Standard Deviation Calculator
Enter your numbers below (comma, space, semicolon, or line-break separated), then choose whether to calculate a sample or population standard deviation.
What is standard deviation?
Standard deviation is a measure of spread. It tells you how tightly your data points cluster around the average (mean). A small standard deviation means values are close to the mean. A large standard deviation means values are more spread out.
In practical terms, standard deviation is one of the fastest ways to understand volatility, consistency, and risk in a dataset. It is used in finance, analytics, science, quality control, education, and many other fields.
Sample vs. population standard deviation
Population standard deviation
Use this when your data includes every value in the full group you care about.
σ = √( Σ(x - μ)2 / N )
Sample standard deviation
Use this when your data is just a subset (sample) of a larger population.
s = √( Σ(x - x̄)2 / (n - 1) )
The n - 1 adjustment (Bessel's correction) helps reduce bias when estimating population variability from a sample.

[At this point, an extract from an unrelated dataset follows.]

PR #547, opened 2020-07-01
update pubs, add missing uber activate for sphinx-rtd-theme

cyrush:


cyrush:
@mclarsen anything else missing from pubs?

If you are unsure which one to choose, sample standard deviation is often the safer default for real-world analysis.
How to use this stdev calculator
- Enter numbers in the data box using commas, spaces, semicolons, or line breaks.

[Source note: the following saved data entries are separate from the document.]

PR #551, opened 2020-07-08
Task/ecf

### LINKED ISSUE #545: not right
https://github.com/Alpine-DAV/ascent/blob/28b6b51bfeb186c77d38599f082f823c0f7a8d22/src/ascent/runtimes/expressions/ascent_blueprint_architect.cpp#L227

SeifIbrahim:


src/ascent/runtimes/expressions/ascent_blueprint_architect.hpp
```diff
@@ -111,18 +111,32 @@ conduit::Node field_entropy(const conduit::Node &hist);
...
+
+conduit::Node binning(const conduit::Node &dataset,
+                  conduit::Node &bin_axes,
+                  const std::string &reduction_var,
+                  const std::string &reduction_op,
+                  const double empty_bin_val);
+
+void ASCENT_API paint_binning(const conduit::Node &binning, conduit::Node &dataset);
+
+conduit::Node ASCENT_API binning_mesh(const conduit::Node &binning);
```
cyrush: should the output be passed in as a ref? (If not the entire result will be copied)

src/tests/ascent/t_ascent_expressions.cpp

- Select Sample or Population.
- Click Calculate.
- Review mean, variance, standard deviation, and summary metrics.
Worked example
Suppose your dataset is: 10, 12, 9, 14, 11. The mean is 11.2. The calculator computes squared deviations, averages them (using either n or n - 1), and takes the square root.
You will see two different standard deviation values depending on whether you choose sample or population mode. That difference is expected and mathematically correct.
How to interpret the result
Low standard deviation
Your values are stable and close to average. This can indicate consistency.
High standard deviation
Your values vary widely from the mean. This can indicate volatility or uneven performance.
Context matters
A standard deviation of 5 might be tiny for one dataset and huge for another. Always interpret spread relative to units, domain norms, and decision thresholds.
Common mistakes to avoid
- Using population mode when you really have only a sample.
- Comparing standard deviations across datasets with very different scales without normalization.
- Ignoring outliers that can inflate variance and standard deviation.
- Treating standard deviation as “good” or “bad” without business or scientific context.
When standard deviation is especially useful
- Investing: understand return volatility.
- Operations: monitor process consistency and quality.
- Education: assess score dispersion across classes or exams.
- A/B testing: measure variation in user behavior.
- Research: summarize uncertainty and data spread.
Final thoughts
A good standard deviation calculator should be fast, transparent, and easy to use. This one gives you both sample and population options, supports flexible input formatting, and provides the key summary numbers needed for quick analysis.
If you regularly work with data, understanding standard deviation is one of the highest-leverage statistical skills you can build.